**** RECORDS FOR THE EXERCISE ****

PR #468, opened 2022-10-19
test options_form and escape

Sheila-nk:
- set up allowed_images dictionary to test that image options are correctly displayed to user
- set up an image options formdata to test accurate conversion to user options
- added parameters of escape types to test validation of escape
- created DockerSpawner instance to test _legacy_escape on a container name

Reference: https://github.com/jupyterhub/outreachy/issues/39


minrk:
Great, thank you!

****

#### INSTRUCTIONS FOR THE TASK:
Each line of the listing that contains the word "image" must be copied.

#### RESULT:
- set up allowed_images dictionary to test that image options are correctly displayed to user
- set up an image options formdata to test accurate conversion to user options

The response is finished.